Evidentemente è più grave che l’'aborto' si verifichi non durante il giudizio di primo grado, ma nel corso delle fasi di impugnazione (appello o Cassazione). In quest’ultimo caso si ha sempre uno spreco delle attività precedentemente compiute e, in aggiunta eventuale, l’ingiustizia di mandare esente da pena una persona dichiarata responsabile in una o più sentenze precedenti e, se mai, rea confessa (potendo l’impugnazione riguardare soltanto il tipo di reato commesso). Con il grave fenomeno qui considerato non va confusa la prescrizione del reato che matura prima della eventuale instaurazione del processo. In questo secondo caso il tempo non breve trascorso dal fatto può averne determinato nella collettività l’oblio (che è la giustificazione principale della prescrizione). Il sentimento di oblio del fatto è incompatibile con la sua memoria che, al contrario, si rinnova attraverso la celebrazione del processo. La prescrizione che si verifica prima dell’eventuale inizio del processo è un fenomeno diverso, molto meno grave, e richiede un discorso del tutto differente, da fare semmai in altra sede.

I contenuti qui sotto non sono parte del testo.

Issue #7383, opened 2020-04-20
Running a single system test is very slow (takes over 40 seconds)


ledestin:
**Is your feature request related to a problem? Please describe.**

I worked on a PR and wrote some system tests. Running a single system test takes 40-50 seconds.

I'm willing to investigate why it's so slow, and potentially fixing it.

**Describe the solution you'd like**

A system test taking ~5 seconds would be great.

**Describe alternatives you've considered**

CI is great, but immediate feedback is often needed.

**Additional context**

```
$time ./bin/rspec spec/system/articles/user_creates_an_article_spec.rb
DEPRECATION WARNING: Default values will be removed in the next minor-release of ENVied (i.e. > v0.9). For more info see https://gitlab.com/envied/envied/tree/0-9-releases#defaults. (called from block in load at /home/ledestin/work/dev.to/Envfile:4)
[Zonebie] Setting timezone: ZONEBIE_TZ="Chatham Is."
..

Finished in 1 minute 0.74 seconds (files took 8.82 seconds to load)
2 examples, 0 failures

Coverage report generated for RSpec to /home/ledestin/work/dev.to/coverage. 2723 / 15816 LOC (17.22%) covered.

real    1m12.136s
user    1m8.128s
sys     0m7.584s
```

rhymes:
Thanks for the issue! We'll take your request into consideration and follow up if we decide to tackle this issue.

To our amazing contributors: issues labeled `type: bug` are always up for grabs, but for feature requests, please wait until we add a `ready for dev` before starting to work on it.

To claim an issue to work on, please leave a comment. If you've claimed the issue and need help, please ping @thepracticaldev/oss and we will follow up within 3 business days.

For full info on how to contribute, please check out our [contributors guide](https://github.com/thepracticaldev/dev.to/blob/master/CONTRIBUTING.md).

rhymes:
Hi @ledestin, they are slow indeed!

Booting Chrome headless and clicking around with Capybara is not a fast operation.

Do you have any ideas on how to improve that?

ledestin:
Hi @rhymes.

I think it's not Chrome and Capybara that are slow. I have a side project that uses headless Chrome, and running a comparable single test takes ~5 seconds (no Spring either).

It needs to be investigated, where the time is spent. One thing it does is call Webpack to compile JS, but I don't know how expensive that is. It really needs to  be profiled to get the idea where the time is spent.

ledestin:
[...]

PR #7558, opened 2020-04-28
Don't reindex Elasticsearch before suite

citizen428:

- [X] Refactor
- [X] Optimization

## Description

I looked into our Elasticsearch spec setup during an effort to make our specs run faster. 
As @ledestin mentioned that Elasticsearch I/O slows down the spec for him, I got curious, since he shouldn't need ES for that specific spec.

Looking `spec/rails_helper.rb` I noticed that we perform this operation twice, once before the whole test suite, once before specs tagged with `elasticsearch`:

```ruby
  config.before(:suite) do
    Search::Cluster.recreate_indexes
  end

  config.around(:each, elasticsearch: true) do |example|
    Search::Cluster.recreate_indexes
    example.run
  end
```

Looking at the implementation of  `Search::Cluster.delete_indexes` it seems to be able to handle non-existant indexes:

```ruby
next unless Search::Client.indices.exists(index: search_class::INDEX_NAME)
```

This makes me wonder if we need the `berfore_suite` block at all since any index we create there would be removed and recreated as soon as we hit the first spec tagged with `:elasticsearch`.

I experimented with removing `before(:suite)` locally, which shaved off a few more seconds so the particular spec we investigated now finished in ~16 seconds for me. 

I created this draft PR to see how the whole suite deals with the `before(:suit)` index creation removed.

#7383

## Added tests?

## Added to documentation?

- [X] no documentation needed

### DIFF
--- a/spec/rails_helper.rb
+++ b/spec/rails_helper.rb
@@ -71,6 +71,10 @@ RSpec.configure do |config|
   config.include SidekiqTestHelpers
   config.include ElasticsearchHelpers
 
+  config.before(:suite) do
+    Search::Cluster.delete_indexes
+  end
+
   config.before do
     Sidekiq::Worker.clear_all # worker jobs shouldn't linger around between tests
   end
--- a/spec/rails_helper.rb
+++ b/spec/rails_helper.rb
@@ -71,10 +71,6 @@ RSpec.configure do |config|
   config.include SidekiqTestHelpers
   config.include ElasticsearchHelpers
 
-  config.before(:suite) do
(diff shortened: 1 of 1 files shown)


citizen428:
As expected, this fails a lot of specs (83), though it seems that many fail  with the same error. I'll see if deleting but not recreating them in `before(:suite)` fairs any better, but the relatively low impact of the speedup does not justify much more time investment than that I'm afraid.

citizen428:
Closing this, but #7602 has other interesting Elasticsearch changes related to specs.

PR #7564, opened 2020-04-28
Configure the community_member_label (rails console update required)

Ridhwana:

- [ ] Refactor
- [x] Feature
- [ ] Bug Fix
- [ ] Optimization
- [ ] Documentation Update

## Description
Our app/views/mailers/digest_email.html.erb and some other files contains dev-specific texts like "Hiring `developers`?" or "our community of `developers`". This PR relates to [Issue 7280](https://github.com/thepracticaldev/dev.to/issues/7280) and it focuses on the first step of providing a configurable community_member_label. The next part will focus on configuring the digest email further.

https://github.com/thepracticaldev/dev.to/issues/7280

Screenshot 2020-04-28 at 15 58 44

## Added tests?

- [x] yes
- [ ] no, because I need help

## Added to documentation?

- [ ] docs.dev.to
- [ ] readme
- [x] no documentation needed

Yes, 
1. we need to set `SiteConfig.community_member_label = "developer"` in the console.
2. alert new-communities 

alt_text


app/views/dashboards/pro.html.erb
```diff
@@ -18,8 +18,8 @@
 
   <section class="header-card card">
     <h1 class="pro-header">Pro Dashboard for <%= @user_or_org.name %></h1>
-    <p>Welcome to the Pro Dashboard, the home of in-depth user metrics so that authors can make data-driven decisions about the developer ecosystem.</p>
-    <p>This dashboard highlights deep insights especially relevant to developer relations, authors, and serious bloggers.</p>
+    <p>Welcome to the Pro Dashboard, the home of in-depth user metrics so that authors can make data-driven decisions about the  <%= SiteConfig.community_member_label %> ecosystem.</p>
+    <p>This dashboard highlights deep insights especially relevant to  <%= SiteConfig.community_member_label %> relations, authors, and serious bloggers.</p>
```
Ridhwana, line 22: I was very two minded about whether to also add a helper called `community_member_label` like I did with `community_members_label`

Ridhwana: It seems a bit weird to be referencing SiteConfig.community_member_label for the singular version and community_members_label for the plural. Any thoughts?

vaidehijoshi: You could call `pluralize` directly in-line instead of wrapping it in a method, if that makes it feel less weird?

app/views/mailers/digest_mailer/digest_email.html.erb
```diff
@@ -15,7 +15,7 @@
 <div>
   👋 <b>Looking for work?</b> <a href="<%= app_url("/listings/jobs") %>">Browse job openings</a> or create an <a href="<%= app_url("/listings/forhire") %>">available for hire</a> listing.
   <br />
-  🔍 <b>Hiring developers?</b> Post your position(s) on <a href="<%= app_url("/page/post-a-job") %>"><%= community_name %> Listings</a>.
+  🔍 <b>Hiring  <%= community_members_label %>?</b> Post your position(s) on <a href="<%= app_url("/page/post-a-job") %>"><%= community_name %> Listings</a>.
```
vaidehijoshi, line 18: I‘m reviewing this on mobile so it’s hard to tell but it looks like there’s an extra space before the erb here.

app/views/dashboards/pro.html.erb
Ridhwana: Yeah that's also an option. I thought it was a bit repetitive to keep calling pluralize coz the most common use case is to use it in its plural form

app/views/mailers/digest_mailer/digest_email.html.erb
```diff
@@ -30,7 +30,7 @@
       You can change it any time in the future. Happy coding!
     <% elsif @user.follows.size == 0 %>
       <b>
-        <%= community_name %> Digest is a new periodic email featuring the best posts from our community of developers.
+        <%= community_name %> Digest is a new periodic email featuring the best posts from our community of  <%= community_members_label %>.
```
vaidehijoshi, line 33: Same comment re: extra space?

app/views/dashboards/pro.html.erb
vaidehijoshi: Yeah I tend to agree with you. I think it’s okay to wrap in a method. You could also wrap the singular one in a method too, if that feels better? 🤷🏽‍♀️ but what you already have doesn’t feel bad to me :)

app/helpers/application_helper.rb
```diff
@@ -177,6 +177,10 @@ def email_link(type = :default, text: nil, additional_info: nil)
     mail_to email, text || email, additional_info
   end
 
+  def community_members_label
+    SiteConfig.community_member_label.pluralize
```
rhymes, line 181: although it's fine for now, the assumption that pluralization will always work for other communities member's designations might not always be true. Maybe the next cycle we can start thinking of using i18n or something :D

app/views/mailers/digest_mailer/digest_email.html.erb
Ridhwana: Removed the extra space thanks!

Ridhwana:
> I think this looks good (I didn’t QA it but the code functionally seems okay!). I noticed in the post-deployment tasks, you mentioned that we want to set this variable for our own community...but I think that variable needs to be set before deploying (rather than after), no?

Thanks @vaidehijoshi 😊 So, that field `community_member_label` won't exist on the model as yet if we try and set it before deployment, hence we'll probably get an `NoMethodError: undefined method `community_member_label=' for #class`

app/views/dashboards/pro.html.erb
Ridhwana: Thanks for this insight, it helps to hear a different perspective. I think since it feels okay, I'm going to leave it as is for now .

rhymes: hahaha I just added a note about this before reading this conversation

app/views/mailers/digest_mailer/digest_email.html.erb
rhymes: yep, two spaces

app/helpers/application_helper.rb
benhalpern: Good call

benhalpern:
@Ridhwana this is a great touch! I believe Taylor Swift fans are called "Swifties", and Harry Potter fans are "Potterheads". So I could see this having a lot of legs in a lot of communities 😄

La legge non può produrre alcun effetto in questo anno e nei prossimi, perché si applica solo ai reati commessi dal 2020


Il secondo punto fermo: il Parlamento ha approvato, nel 2017, un rimedio di cui non si possono ancora conoscere gli effetti. Per impedire la prescrizione che maturi nel corso delle impugnazioni (e quindi la situazione nettamente più grave), è stata approvata, nel giugno 2017, la legge n.103, la quale ha allungato, in determinate ipotesi, i tempi previsti per queste fasi processuali. È impossibile ancora oggi conoscere se questa legge avrebbe raggiunto il suo scopo, perché è troppo breve il tempo trascorso da essa. Non ostante l’ignoranza dei suoi effetti, essa è stata superata da una successiva legge (n. 3 del gennaio 2019), entrata in vigore all’inizio di quest’anno.

Eccoci dunque al terzo punto: al precedente rimedio se ne è sovrapposto un altro, che però non ha effetti immediati, né potrà averne nei prossimi quattro anni. La legge entrata in vigore il 1° gennaio 2020 si differenzia dalla precedente del 2017 perché, anziché allungare il periodo di tempo necessario per il maturarsi della prescrizione, ha disposto, più radicalmente, che la prescrizione non può essere più dichiarata dopo la sentenza di primo grado (di condanna o di assoluzione dell’imputato). Si è pubblicizzata la legge affermando che essa ha abolito la prescrizione. Ma la verità è che essa non può produrre alcun effetto nell’anno in corso e nei prossimi anni, perché si applica soltanto ai reati commessi dal 2020 in poi, mentre per i reati commessi anteriormente trova applicazione la legge precedente, anche se per essi il processo si celebrerà quest’anno o negli anni successivi. Poiché il tempo minimo di prescrizione è di quattro anni (per le contravvenzioni), un fatto commesso quest’anno non potrà maturare il periodo di prescrizione prima del prossimo quadriennio (salvi gli allunghi determinati da eventuali atti interruttivi).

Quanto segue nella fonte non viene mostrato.